■ Work order ■
Consider the listing below. Extract exactly the lines from the line containing "Determines the number" to the line containing "Hi again @jgyasu", both included.

■ Dataset extract ■
________________

PR #876, opened 2025-01-22
[ENH] Add tqdm Progress Bar for model.predict()

### LINKED ISSUE #818: Progress bar for model.predict
Hello,

Thank you for this excellent package!

`model.predict` takes up to 30 minutes for my model. Is there a way to add a progress bar?

jgyasu:
Closes #818 

This PR adds a `tqdm` progress bar to visualise the progress during the running of `model.predict()` method. The progress bar is put around the loop in `_compute_likelihood_params()` method where `distributional_components` are getting processed.

- Passes `black`
- Passes `pylint`

Thanks :)

### DIFF
--- a/bambi/models.py
+++ b/bambi/models.py
@@ -804,6 +804,7 @@ class Model:
         include_group_specific=True,
         sample_new_groups=False,
         num_draws=None,
+        random_seed=42,
     ):
         """Predict method for Bambi models
 
@@ -843,6 +844,8 @@ class Model:
         num_draws : int or None, optional
             Determines the number of draws to use for the posterior predictive distribution.
             If `None`, all available draws from the posterior are used.
+        random_seed : int
+            Seed for the random number generator.
 
         Returns
         -------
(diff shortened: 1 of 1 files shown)


jgyasu:
Should I list `tqdm` in `pyproject.toml`?

tomicapretto:
Hi again @jgyasu and thanks for all the contributions!

I'm not sure it's easy to resolve #818. While what you're doing effectively adds a progress bar, it adds it at the distributional component level (i.e. parameters of a likelihood for which we have at least one predictor). That is too high level. The user will see one or two "steps" and that's it.

The real difficulty is in what happens in the `.predict()` method (see here https://github.com/bambinos/bambi/blob/6b66691ed08d88d98acbb5a229f5aeb258e7ab44/bambi/model_components.py#L128). There are several steps that can take time (`predict_common`, `predict_group_specific`, etc.)

Another pain point, and I think it's the one that usually takes the longest, is what happens when users do `model.predict(... kind="response")`. After computing the draws for the response parameters (e.g. mu and sigma in gaussian models), it uses `pymc.draw()` which usually takes some time, especially when we pass large arrays (that happens here https://github.com/bambinos/bambi/blob/6b66691ed08d88d98acbb5a229f5aeb258e7ab44/bambi/families/family.py#L161)

It's not that I want to ruin the party, but I think this one is not possible to be resolved until we change how we get predictions, which would be through the proper usage of `pymc.sample_posterior_predictive()`. But for that to happen, we first need to modify other internal things.

PR #892, opened 2025-04-03
Add random_seed argument to predict

aloctavodia:


tomicapretto:
I guess we need to add another dependency?

aloctavodia:
Bayeux may have to pin flowMC version or update their code. @ColCarroll?

aloctavodia:
Can we merge this as the test failure is unrelated to the PR?

tomicapretto:
Makes sense

PR #896, opened 2025-05-01
Add R2

aloctavodia:
This adds the Bayesian R2, as defined in https://doi.org/10.1080/00031305.2018.1549100 and as computed by ArviZ.

In the "new arviz", we already have other metrics like loo_rmse, and we will soon have loo_R2.

### DIFF
--- a/bambi/models.py
+++ b/bambi/models.py
@@ -11,6 +11,7 @@ import pymc as pm
 import pandas as pd
 
 from arviz.plots import plot_posterior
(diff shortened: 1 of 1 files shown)


tomicapretto:
@aloctavodia thanks for this. Do we need to upgrade the minimum version of ArviZ we require?

aloctavodia:
No need for this PR. We will need to update the version to use the other metrics.

PR #3281, opened 2020-09-24
Remove test builders from validate_params_test.go

popcor255:
# Changes

* Using minimal internal types are simpler than full pipeline objects. 
* Removed duplicate tests
# Submitter Checklist

review them:

## Reviewer Notes

# Release Notes

/area testing
/kind cleanup

#3178

### DIFF
--- a/pkg/reconciler/pipelinerun/resources/validate_params_test.go
+++ b/pkg/reconciler/pipelinerun/resources/validate_params_test.go
@@ -19,103 +19,92 @@ package resources
 import (
 	"testing"
 
-	tb "github.com/tektoncd/pipeline/internal/builder/v1beta1"
 	"github.com/tektoncd/pipeline/pkg/apis/pipeline/v1beta1"
+	metav1 "k8s.io/apimachinery/pkg/apis/meta/v1"
 )
 
 func TestValidateParamTypesMatching_Valid(t *testing.T) {
-	tcs := []struct {
-		name          string
-		p             *v1beta1.Pipeline
-		pr            *v1beta1.PipelineRun
-		errorExpected bool
+
+	stringValue := *v1beta1.NewArrayOrString("stringValue")
+	arrayValue := *v1beta1.NewArrayOrString("arrayValue", "arrayValue")
+
+	for _, tc := range []struct {
+		name        string
+		description string
+		pp          []v1beta1.ParamSpec
+		prp         []v1beta1.Param
 	}{{
 		name: "proper param types",
-		p: tb.Pipeline("a-pipeline", tb.PipelineSpec(
-			tb.PipelineParamSpec("correct-type-1", v1beta1.ParamTypeString),
-			tb.PipelineParamSpec("mismatching-type", v1beta1.ParamTypeString),
-			tb.PipelineParamSpec("correct-type-2", v1beta1.ParamTypeArray))),
-		pr: tb.PipelineRun("a-pipelinerun", tb.PipelineRunSpec(
-			"test-pipeline",
-			tb.PipelineRunParam("correct-type-1", "somestring"),
-			tb.PipelineRunParam("mismatching-type", "astring"),
-			tb.PipelineRunParam("correct-type-2", "another", "array"))),
-		errorExpected: false,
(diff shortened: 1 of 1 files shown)


pkg/reconciler/pipelinerun/resources/validate_params_test.go
```diff
@@ -86,92 +76,106 @@ func TestValidateParamTypesMatching_Valid(t *testing.T) {
...
-		p    *v1beta1.Pipeline
-		pr   *v1beta1.PipelineRun
+
+	mockStringValue := *v1beta1.NewArrayOrString("mockStringValue")
+	mockArrayValue  := *v1beta1.NewArrayOrString("mockArrayValue", "mockArrayValue")
+
+	for _, tc := range []struct {
+		name          string
+		description	  string
+		pp            []v1beta1.ParamSpec
```
popcor255, line 86: just why...
:crying_cat_face:

pkg/reconciler/pipelinerun/resources/validate_params_test.go
```diff
@@ -86,92 +76,106 @@ func TestValidateParamTypesMatching_Valid(t *testing.T) {
...
+		prp			  []v1beta1.Param
+		errorExpected bool
```
popcor255, line 88: just why...
:crying_cat_face:

vdemeester (changes requested):
> Test names use underscores instead of blank spaces. Golang test convert blanks to underscores into the terminal anyway. Changing in the code base ahead of time makes it easier to find failed test in editors.

I am not really a fan of doing that change. The fact that `go` replace converts blank to something is an implementation detail.

> A description was added to each test case.

Not a fan of that one either, the `name` field should be sufficient *and* it's gonna be extra burden to maintain. Just like most comments, it might become incorrect with what the test actually does.

ImJasonH:
> > Test names use underscores instead of blank spaces. Golang test convert blanks to underscores into the terminal anyway. Changing in the code base ahead of time makes it easier to find failed test in editors.
> 
> I am not really a fan of doing that change. The fact that `go` replace converts blank to something is an implementation detail.

+1, I've even been changing underscores to spaces in other changes 😆 

> Not a fan of that one either, the `name` field should be sufficient _and_ it's gonna be extra burden to maintain. Just like most comments, it might become incorrect with what the test actually does.

Agree here too, test names should be short and descriptive enough to not need a longer description. If you do need to describe something in more detail, that's fine, but I'd do it in a `// comment` and not in code that gets printed with the test. Having `name` and `description` is also inconsistent with other tests throughout the codebase, and I don't think we should update them all to match.

ImJasonH:
/kind cleanup

Poking the kind label check 🤞

popcor255:
@vdemeester @ImJasonH Thanks for the feedback! :smile:
I made the changes. You can take another

pkg/reconciler/pipelinerun/resources/validate_params_test.go
```diff
@@ -19,159 +19,133 @@ package resources
...
 
 func TestValidateParamTypesMatching_Valid(t *testing.T) {
-	tcs := []struct {
-		name          string
-		p             *v1beta1.Pipeline
-		pr            *v1beta1.PipelineRun
-		errorExpected bool
+
+	mockStringValue := *v1beta1.NewArrayOrString("mockStringValue")
+	mockArrayValue := *v1beta1.NewArrayOrString("mockArrayValue", "mockArrayValue")
```
vdemeester, line 29: nit: technically, this is not a "mock" :stuck_out_tongue_closed_eyes: we could name it `stringValue` or anything.
But it's a nit, no need to fix it now :wink:

vdemeester (approved):
/meow
/hold cancel

pkg/reconciler/pipelinerun/resources/validate_params_test.go
popcor255:
```bash
%s/mockStringValue/stringValue/g
%s/mockArrayValue/arrayValue/g
```

popcor255:
poke @dlorenc

jerop (commented):
/lgtm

________________

■ Solved problem ■
             Determines the number of draws to use for the posterior predictive distribution.
             If `None`, all available draws from the posterior are used.
+        random_seed : int
+            Seed for the random number generator.
 
         Returns
         -------
(diff shortened: 1 of 1 files shown)


jgyasu:
Should I list `tqdm` in `pyproject.toml`?

tomicapretto:
Hi again @jgyasu and thanks for all the contributions!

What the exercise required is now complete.